Featured Artwork: “Tears” by Danielle Hark
I never knew rage before. Anger, disappointment, frustration, but never rage. It starts from the abdomen and builds with fury as it travels through your torso and into your arms. Your biceps and chest pulsate with flashes of energy like lightning waiting to strike.
I panted as my eyes scanned my apartment: furniture flipped, mail covering the floor, my mattress thrown from the bed. I wanted to destroy something, anything. The mirror caught my eye.
“Not the mirror. I could never explain that.”
No amount of destruction satisfied the pain that ached within me. My blinding rage was a vivid red and a harsh black. It gave birth to my darkest urges—images, momentary fantasies of ending my betrayer’s life. I danced with the darkness of my soul. I wasn’t a person anymore. I feared what I might do.

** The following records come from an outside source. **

PR #5621, opened 2026-08-25
[glific-ai]: Integrate the AI provider client

### LINKED ISSUE #5605: [glific-ai]: Integrate the AI provider client
Part of #5368 · Depends on #5604

## Description

Add the AI provider client (`req_llm`) and the configuration needed to call a provider from within Glific. Provider and model are set in application configuration so they can be changed without touching code. Exercised only by an internal check, behind the feature flag.

## Acceptance Criteria

- Provider and model are set in top-level application configuration, not environment variables
- No code references a model name; changing model is a configuration change
- Provider credentials remain secrets and are never committed
- Token usage and cost are captured for every call
- A provider error surfaces as a recorded failure, not an unhandled crash
- With the feature flag off, no provider call is made

## Edge cases

- Missing or invalid credentials at boot — the application still starts
- Provider timeout, rate limit, and 5xx responses
- A model name the provider rejects

## Open Questions

- Which model do we default to for the first release, and do we set a per-organisation spend ceiling now or later?

akanshaaa19:
Closes #5605 · Part of #5368

## Design

**`Glific.AI.Provider.ReqLLM` is the only module that names `req_llm`.** Its types stay inside: callers pass and receive `Glific.AI.ChatMessage`. Changing client library means writing a sibling module rather than touching callers.

**No module names a model.** The default lives in config and is a light model (`anthropic:claude-haiku-4-5`); a caller can pass `model:` for a single question. Credentials come from the environment in `runtime.exs`.

**AppSignal**: `glific_ai_call_count` and `glific_ai_call_latency`, tagged with outcome (`succeeded`/`failed`) and model.

## Run this after pulling

```
mix deps.clean mime --build
```

`config :mime, :types` is read through `Application.compile_env/3`, so an existing `_build` silently ignores it and media uploads keep resolving as `application/octet-stream`. Fresh CI and deploy builds are unaffected. `test/glific/mime_types_test.exs` fails if the build is stale.

## Dependency changes — worth a look

`req_llm` needs `finch ~> 0.23`, and passes Finch options to `req` in a form only
`req >= 0.5.2` understands. On `req` 0.5.1 the call dies inside Finch's pool lookup.

| | |
|---|---|
| `req` | 0.5.1 → 0.7.4 |
| `finch` | 0.19 → 0.23 |
| `dotenvy` | 0.9 → 1.1 — **required by `req_llm` itself** (`{:dotenvy, "~> 1.1"}`) |
| `mime` | 1.6 → 2.0.7, **overridden** |
| `plug` | 1.17 → 1.20.3, `mint` 1.6 → 1.9.3 — pulled in transitively by the above |

### The consequence of that override

mime 2.x ships a much smaller type table. Of the formats Glific accepts, four lost their mapping and would have uploaded as `application/octet-stream`, so they are restored in `config/config.exs`:

`.amr` · `.m4a` · `.ogg` · `.3gpp`

Images, video and every document format were unaffected. Verified by diffing mime 1.6.0's table against 2.0.7's.

### Also found, pre-existing

`Glific.Messages.get_media_type_from_url/2` listed `"acc"` where it meant `"aac"`, so a real AAC upload was classified as `{:text, nil}`. One character, fixed here because the new test would otherwise have made it look covered.

`dotenvy` is a major bump behind 68 `env!` calls in `runtime.exs`, which `mix test` never executes — so it can only fail at boot in a deployed environment.


mix.exs
```diff
@@ -155,7 +155,9 @@ defmodule Glific.MixProject do
       {:stripe_mock, "~> 0.1", only: @test_envs},
       {:remote_ip, "~> 1.0"},
       {:exvcr, "~> 0.13", only: @test_envs},
-      {:dotenvy, "~> 0.1"},
+      {:dotenvy, "~> 1.1"},
+      {:mime, "~> 2.0", override: true},
+      {:finch, "~> 0.23"},
```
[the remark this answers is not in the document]
rvignesh89: @akanshaaa19 this looks relevant. Is this a concern?

lib/glific/ai/provider/req_llm.ex
```diff
@@ -0,0 +1,121 @@
...
+  defp record(spec, outcome, started) do
+    tags = %{outcome: outcome, model: spec}
+    Appsignal.increment_counter("glific_ai_call_count", 1, tags)
+
+    Appsignal.add_distribution_value(
+      "glific_ai_call_latency",
+      System.monotonic_time(:millisecond) - started,
+      tags
+    )
+  end
```
rvignesh89: telemetry is better implemented as a separate module which wraps the provider. Look at webhook implementation. Not a blocker for this PR but this would keep the surface area of req_llm slim.

test/glific/ai_test.exs
```diff
@@ -0,0 +1,94 @@
...
+      refute reason =~ to_string(status)
+    end
+  end
+
+  test "with no model configured, that is distinguishable from a provider failure" do
+    original = Application.get_env(:glific, Glific.AI)
+    Application.put_env(:glific, Glific.AI, Keyword.delete(original, :model))
+    on_exit(fn -> Application.put_env(:glific, Glific.AI, original) end)
+
+    assert {:error, {:not_configured, _}} = ReqLLM.generate([ChatMessage.user("hi")])
```
rvignesh89: Best to also assert exact error messages here

rvignesh89 (approved):

mix.exs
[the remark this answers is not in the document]
akanshaaa19: @coderabbitai  got the ~> rule wrong here. With two segments ~> 0.5 means >= 0.5.0 and < 1.0.0 (it only pins to the minor when you write three, like ~> 0.5.1). So req 0.7.4 satisfies req_llm's ~> 0.5 fine, and finch 0.23.0 satisfies req's ~> 0.21 for the same reason. Resolution already passes and the lock is consistent the tests test it end to end.

test/glific/ai_test.exs
akanshaaa19: done

lib/glific/ai/provider/req_llm.ex
akanshaaa19: makes sense, done

config/config.exs
```diff
@@ -224,6 +224,18 @@ config :ex_audit,
 # Throttle OTP requests: at most `count` per client IP within `scale_ms` (default 1 / 30s).
 config :glific, :otp_rate_limit, scale_ms: 30_000, count: 1
 
+config :mime, :types, %{
+  "audio/amr" => ["amr"],
```
shijithkjayan, line 228: @akanshaaa19 What is this for?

I acted on impulse. I acted in desperation. Seething agony instantly emerged from my body like a loose smoke. Overcome with calmness, I went limp.
This is why people do it. This is why they cut.
Agony and suicidal ideation were my master for months. But, in that moment, neither was a match for the sleek, sharp edge of a knife.
Exacerbated, I glanced at a small cut on my forearm, and recalled my rational thoughts as I took the smooth, deliberate action, “You can’t leave a scar. When you get through this, you won’t want people to know this happened.”